Foreign Exchange Business Context: 1 The Functional Currency
Foreign Exchange Business Context: 1 The Functional Currency
Foreign Exchange Business Context: 1 The Functional Currency
Business Context
Business is becoming increasingly international in terms of trading goods and services and in
the operation of capital markets. One measure of the significance of globalisation is that most
developed countries have external trade in the range of 15% to 30% of their gross domestic
product.
International activity can vary enormously, from relatively straightforward import and export
transactions through to financing arrangements in multiple currencies or maintaining
operations overseas, for example in the form of a subsidiary or branch.
Operating in multi-currency locations presents a number of accounting challenges, including:
conversion – accounting for transactions where one currency has been physically
changed into another currency;
translation – restating assets and liabilities initially recognised in more than one
currency into a common currency; and
exchange gains and losses – where relative currency values change and gains and
losses arise which need to be appropriately measured and recognised.
Key Issues
1 The functional currency
The overall approach required by IAS 21 is for an entity to translate foreign currency items
and transactions into its functional currency.
A functional currency “is the currency of the primary economic environment in which the entity
operates” and the primary economic environment ”is normally the one in which it primarily
generates and expends cash”. [IAS 21.8, 21.9]
In a group, each entity, for example the parent, each subsidiary and associate, needs to
determine its own functional currency rather than adopting a single one which is common
across the whole group.
An entity cannot choose its functional currency; instead, management needs to make an
informed assessment of the facts.

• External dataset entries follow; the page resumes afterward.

PR #933, opened 2021-08-02
Convert more links to use new routes

jonkoops:

### DIFF
--- a/src/realm-settings/RealmSettingsSection.tsx
+++ b/src/realm-settings/RealmSettingsSection.tsx
@@ -55,12 +55,12 @@ export const EditProviderCrumb = () => {
     <>
       <Breadcrumb>
         <BreadcrumbItem
-          component={Link}
-          // @ts-ignore
-          to={toRealmSettings({ realm, tab: "keys" })}
-        >
-          {t("keys")}
-        </BreadcrumbItem>
+          render={(props) => (
+            <Link {...props} to={toRealmSettings({ realm, tab: "keys" })}>
+              {t("keys")}
+            </Link>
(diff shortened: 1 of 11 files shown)


src/realm-settings/RealmSettingsSection.tsx
```diff
@@ -52,7 +53,11 @@ export const EditProviderCrumb = () => {
   return (
     <>
       <Breadcrumb>
-        <BreadcrumbItem to={`#/${realm}/realm-settings/keys`}>
+        <BreadcrumbItem
+          component={Link}
+          // @ts-ignore
+          to={toRealmSettings({ realm, tab: "keys" })}
```
jenny-s51, line 59: This should redirect back to `/realm-settings/keys`

jenny-s51 (changes requested):
Nice work @jonkoops - most of these paths work great! One small issue with the breadcrumb but otherwise LGTM. Thank you for putting up your routing PRs in medium-ish chunks like this -- it's helpful for reviewing :)

src/realm-settings/RealmSettingsSection.tsx
jonkoops: Good find! This seems to be a bug in Patternfly, I've created a PR to get it fixed: https://github.com/patternfly/patternfly-react/pull/6111

jonkoops: I've fixed this by using the `render` prop instead.

ssilvert:
@jenny-s51 We are merging this.  Please let us know if you have any issues.

PR #934, opened 2021-08-02
Realm settings(tokens): Add tokens tab

jenny-s51:
## Motivation

https://issues.redhat.com/browse/APPDUX-1103

## Verification Steps

1. Go to `Realm settings -> tokens`.
2. Populate form fields.
3. Save and verify data is saved accurately. 

## Checklist:


src/realm-settings/RealmSettingsSection.tsx
```diff
@@ -341,6 +342,19 @@ export const RealmSettingsSection = () => {
...
             </Tab>
+            <Tab
+              id="tokens"
+              eventKey="tokens"
+              data-testid="rs-tokens-tab"
+              aria-label="tokens-tab"
+              title={<TabTitleText>{t("realm-settings:tokens")}</TabTitleText>}
+            >
+              <RealmSettingsTokensTab
+                key={key}
```
jonkoops, line 353: I don't believe a `key` prop is needed here.

src/realm-settings/SessionsTab.tsx
```diff
@@ -199,7 +199,7 @@ export const RealmSettingsSessionsTab = ({
           </FormAccess>
         </FormPanel>
         <FormPanel
-          title={t(".pf-c-data-list__item-draggable-iconclientSessionSettings")}
```
jonkoops, line 202: Good catch!

src/util.ts
```diff
@@ -94,3 +110,32 @@ export const getBaseUrl = (adminClient: KeycloakAdminClient) => {
 
 export const emailRegexPattern =
   /^(([^<>()[\]\\.,;:\s@"]+(\.[^<>()[\]\\.,;:\s@"]+)*)|(".+"))@((\[[0-9]{1,3}\.[0-9]{1,3}\.[0-9]{1,3}\.[0-9]{1,3}])|(([a-zA-Z\-0-9]+\.)+[a-zA-Z]{2,}))$/;
+
+export const forHumans = (seconds: number) => {
```
jonkoops, line 114: This does not really work for other languages than English, it might be better to use the [Intl.RelativeTimeFormat](https://developer.mozilla.org/en-US/docs/Web/JavaScript/Reference/Global_Objects/Intl/RelativeTimeFormat/RelativeTimeFormat) API here to localize.

src/realm-settings/TokensTab.tsx
```diff
@@ -0,0 +1,557 @@
...
+  };
+
+  useFetch(
+    () => adminClient.realms.findOne({ realm: realmName }),
+    (realm) => {
+      setRealm(realm);
+      setupForm(realm);
+    },
+    [realmName]
+  );
```
jonkoops, line 95: Why would we fetch the realm again if it is already being passed in by the parent component?

src/realm-settings/TokensTab.tsx
```diff
@@ -0,0 +1,557 @@
...
+
+  const save = async () => {
+    const attributes = flatten(form.getValues()["attributes"]);
```
jonkoops, line 98: Why do we need to perform this `flatten` operation? Under which circumstances would this be a nested structure?

jonkoops (changes requested):

src/util.ts
jenny-s51: Thank you for suggesting this API - I tested this function with it but `Intl.RelativeTimeFormat` doesn't like big numbers  (`error: values must be finite`) therefore I localized the strings.

src/realm-settings/TokensTab.tsx
jenny-s51: Any attribute of `attributes` that begins with the value `attributes.actionTokenGeneratedByUserLifespan` becomes a nested structure due to React Hook Form. RHF reads these attribute names as objects using dot notation, and therefore nests them.  There are four instances of this; here is an example of how the PUT call looks in the old console when these values are updated.

```
actionTokenGeneratedByUserLifespan.execute-actions: "360"
actionTokenGeneratedByUserLifespan.idp-verify-account-via-email: "300"
actionTokenGeneratedByUserLifespan.reset-credentials: "420"
actionTokenGeneratedByUserLifespan.verify-email: "120"
```
The new console needs to send the above format.

src/util.ts
jonkoops: That is already better, however we cannot rely on the order of things in language unfortunately. So in this case we'd have to interpolate the value into the translation.

jenny-s51: Good idea. updated

jonkoops (approved):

IAS 21 includes a number of practical indicators to assist
entities in identifying their functional currency, for example:
the currency that mainly influences the prices at which goods and services are sold;
the country whose competitive forces and regulations mainly influence the pricing
structure for the supply of goods and services;
the currency in which financing is generated; and
the currency in which cash generated from an entity’s operating activities is usually
retained.
Additional factors should be considered to determine whether the functional currency of a
foreign operation is the same as that of the reporting entity (the group). It should not be
assumed that this is the case. The overriding factor is whether the foreign operation operates
independently of the reporting entity or is merely an extension of that entity. Factors might
include, for example, whether the foreign operation requires additional funding from its parent
in order to continue in operation and whether transactions with the reporting entity are a high
proportion of its total operating activities.
Where an entity, for example a subsidiary, is not deemed to be autonomous of the parent (the
reporting entity), it will have the same functional currency as the parent.
As a functional currency is based on an entity’s underlying economic activity, it cannot be
changed unless its underlying economic activity changes.
2 The presentation currency
Although the overall approach required by IAS 21 is for an entity to translate foreign currency
items and transactions into its functional currency, it is not required to present its financial
statements using this currency. An entity has a completely free choice of the currency in
which its financial statements are presented. This is referred to as the presentation currency.
[IAS 21.8]
The approach that is required to translate the financial statements of an entity, or a group of
entities, into a different presentation currency is discussed below.
3 Monetary and non-monetary items
IAS 21 distinguishes between monetary and non-monetary items.
Monetary items are units of currency held, and assets and liabilities to be received or paid in a
fixed or determinable number of units of currency, for example cash, receivables, payables
and loans. [IAS 21.8]
Non-monetary items are therefore those which do not give rise to a right to receive (or an
obligation to deliver) a fixed or determinable amount of money, for example property, plant
and equipment, goodwill, inventories and intangible assets.
4 Summary of the approach of IAS 21
For a group of entities, IAS 21 requires a two stage process:
(1) individual entity level: treatment of foreign exchange transactions (functional
currency); and
(2) consolidation level: translation of the financial statements of entities, for example
subsidiaries, associates and branches, into a common currency for consolidated
financial statements purposes (presentation currency).
In the preparation of the consolidated financial statements, any exchange difference arising
from the net investment in a foreign operation should be reported initially in other
comprehensive income and not in the consolidated profit or loss for the period. If the foreign
entity is subsequently sold, any such exchange differences will form part of the reported profit
or loss on disposal by reclassifying the amount from equity to profit or loss. [IAS 21.32]
An amendment was made to IAS 21 in December 2005 in relation to loans considered to be
part of the net investment in a foreign entity. The amendment confirmed that the loan could
be made by a group entity other than the parent entity. [IAS 21.15A]
It is only differences relating to the overall investment in the foreign entity which are
recognised in other comprehensive income; differences on intra-group trading balances which
will be settled in the short term remain in the profit or loss of the period.